Mumsnet has not checked the qualifications of anyone posting here. If you need help urgently or expert advice, please see our domestic violence webguide and/or relationships webguide. Many Mumsnetters experiencing domestic abuse have found this thread helpful: Listen up, everybody

Call him out or go ghost?

73 replies

BootsandCatss · 07/03/2026 17:31

I’ve been seeing a guy for a few months, but recently I’m noticing red flags, obviously I’m not going to pursue anything further with him, but should I call him out on this behaviour? If so what would I say? Or do I just walk away and say nothing?

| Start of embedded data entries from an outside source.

PR #5925, opened 2016-05-19
Task 5248, Refactor methods which use fields and options

### LINKED ISSUE #5248: All instances of fieldsOrOptions should be refactored to only support options

sushantdhiman:
### Pull Request check-list

- [x] Is a documentation update included ?

### Description of change

Closes #5248

It appears most of methods are already using the `options` only approach. This PR refactors these methods

- [x] `increment`, `(fields, options)` to `(options)`
- [x] `decrement`, `(fields, options)` to `(options)`

Although `aggregate` methods like `max`, `min` etc also follow the signature like `(field, options)` but I have decided to not change their syntax, because its fairly common to use `User.max('id')` or `User.min('age')`. Same argument can be applied to `increment` and `decrement` as well, but for `aggregate` its more common I think.

Let me know if we need to refactor `aggregate` methods as well.

cc @janmeier

### DIFF
--- a/changelog.md
+++ b/changelog.md
@@ -14,6 +14,7 @@
 - [REMOVED] MariaDB dialect
 - [FIXED] `hasOne` now prefer aliases to construct foreign key [#5247](https://github.com/sequelize/sequelize/issues/5247)
 - [CHANGED] `instance.equals` now only checks primary keys, instead of all attributes.
+- [CHANGED] Refactor methods to use options only [#5248](https://github.com/sequelize/sequelize/issues/5248)
 
 ## BC breaks:
 - `hookValidate` removed in favor of `validate` with `hooks: true | false`. `validate` returns a promise which is rejected if validation fails
@@ -27,6 +28,7 @@
 - Removed MariaDB dialect - this was just a thin wrapper around MySQL, so using `dialect: 'mysql'` instead should work with no further changes
 - `hasOne` now prefer `as` option to generate foreign key name, otherwise it defaults to source model name
 - `instance.equals` now provides reference equality (do two instances refer to the same row, i.e. are their primary key(s) equal). Use `instance.get()` to get and compare all values.
+- Changed signature for `increment`/`decrement` to only use `options`. Use `options.fields` to pass the `fields`
 
 # 3.23.2
 - [FIXED] Type validation now works with non-strings due to updated validator@5.0.0 [#5861](https://github.com/sequelize/sequelize/pull/5861)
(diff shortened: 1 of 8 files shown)


sushantdhiman:
@janmeier Should I rebase only or you have any comments ?

mickhansen:
#5248 was actually meant for specifically fieldOrOptions.
I don't think the increment API should be changed so that we don't support increment(field) anymore.

mickhansen:
I would be fine with dropping the increment array support tho.

```
increment('field');
increment({fields: [], by: 3})
```

sushantdhiman:
This mean the `aggregate` should be re factored to 

```js
min('field') => min({ field: field });
```
And increment / decrement should still support, although drop support for `[]`

```js
increment('fields') // allowed
increment(['f1', 'f2']) // not allowed
```

sushantdhiman:
I think we should drop support for any `fields` / `field` so

```js
min('field', options)   =>   min(options) // options.field will be used
increment('fields', options)   =>   increment(options) // options.fields will be used
```

mickhansen:
This greatly reduces the usability of both methods.
The 95% usecase for min/increment is a single field with no options.

mickhansen:
The intention of the original task was to refactor methods that had `fieldsOrOptions` as a second argument (`save`, `update`, anything else).

@janmeier

sushantdhiman:
This PR can be closed then, because everything else is already `fieldsOrOptions`

mickhansen:
Everything else being?
Will keep it open for now, have to review the code, see if there's any code left that bugs me.

mickhansen:
Error here can be removed: https://github.com/sequelize/sequelize/blob/master/lib/instance.js#L498

mickhansen:
I do find the code here https://github.com/sequelize/sequelize/blob/master/lib/instance.js#L934 to be incredibly ugly.

We could reduce the case by only supporting string | options, and not array

sushantdhiman:
> Everything else being?

All major methods like `save`, `update`, `destroy` are already using `options` only approach. Only `aggregate` and `increment/decrement` are based on `field` based approach.


> We could reduce the case by only supporting string | options, and not array

Sure


> Error here can be removed: https://github.com/sequelize/sequelize/blob/master/lib/instance.js#L498

Sure

mickhansen:
@sushantdhiman Ah, dont recall why i opened that issue then.

sushantdhiman:
@mickhansen , I am going to revert my changes which removed support for `fields` in `increment/decrement`. Will work on other ends like removing support for `Array` and removing errors.

sushantdhiman:
Closing, will continue cleanup task in different PR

Red flags I’ve noticed are the nights I’m childfree(which is rare) and if he can’t join me he’ll go in a mood because I must be spending them with someone else. Then the other day I updated my WhatsApp picture, which only family and friends can see, not very many people have my number for various reasons, he started accusing me of updating it for attention from other men, started an argument which led to him telling me he has an issue with what I wear, because I wear “revealing clothes” and he’s not ok with it. For the last 2 days I’ve taken a step back and he keeps pushing for an argument I have tried to talk to him calmly and told him to come to me respectfully with any issues he’s got and all I get is “what’s the point” but then he carries on with digs to get a reaction.

OP posts:
outerspacepotato · 07/03/2026 20:10

He's very controlling and likely to turn abusive. Do not break up in person.

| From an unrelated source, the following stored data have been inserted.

PR #5933, opened 2016-05-20
Model#truncate - Fixing documentation formatting

gtelljohann:
The options.cascade row of the table in Model#truncate seemed to be formatted incorrectly


janmeier:
The API docs are auto-generated from code comments, please update the corresponding comment as well

gtelljohann:
Got it, thanks @janmeier.  Looks like the code had a space in `[options.cascade = false]`, which caused it to parse incorrectly in the docs.

janmeier:
Thanks ! (:

PR #5939, opened 2016-05-21
added support for hasMany counter cache relations where association c…

validkeys:
### Pull Request check-list

_Please make sure to review and check all of these items:_

- [x] Does `npm run test` or `npm run test-DIALECT` pass with this change (including linting)?
- [x] Does your issue contain a link to existing issue (Closes #[issue]) or a description of the issue you are solving?
- [x] Have you added new tests to prevent regressions?
- [ ] Is a documentation update included (if this change modifies existing APIs, or introduces new ones)?
- [ ] Have you added an entry under `Future` in the changelog?

_NOTE: these things are not required to open a PR and can be done afterwards / while the PR is open._

### Description of change

The counterCache plugin was not adhering to scoped associations for non-atomic counter operations. This update adds any scope properties defined on the association into the counter query run on non-atomic counterCache updates.

PR #5940, opened 2016-05-21
added support for hasMany counter cache relations where association c…

validkeys:
(this pull request was also made on master and tested on both branches) https://github.com/sequelize/sequelize/pull/5939

### Pull Request check-list

### Description of change

The counterCache plugin was not adhering to scoped associations for non-atomic counter operations. This update adds any scope properties defined on the association into the counter query run on non-atomic counterCache updates.

### DIFF
--- a/lib/plugins/counter-cache.js
+++ b/lib/plugins/counter-cache.js
@@ -3,7 +3,8 @@
 var Utils = require('./../utils')
   , Helpers = require('../associations/helpers')
   , DataTypes = require('../data-types')
-  , Promise = require('bluebird');
+  , Promise = require('bluebird')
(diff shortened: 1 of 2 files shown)


janmeier:
Hmm, not sure if we actually wan't to keep counter-cache around in core for 4.0... What do you think @mickhansen ?

mickhansen:
No, it should be removed.

validkeys:
@mickhansen is counter-cache being moved to an external plugin in 4.0? Or is there some other means to achieve the functionality?

mickhansen:
@validkeys It will be removed, someone else needs to make a plugin :)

Do not call him out. It's not safe and you're wasting your time. Block and watch your back.

JustGiveMeReason · 07/03/2026 20:11

exhaustDAD · 07/03/2026 17:37

Oof. Did someone wish upon a falling star and wished for that page of "INSECURITIES" to come to life from the dictionary? I don't throw that word around often, it's being used way too often for everything nowadays, but by the sound of it, @BootsandCatss , your suitor certainly earned it.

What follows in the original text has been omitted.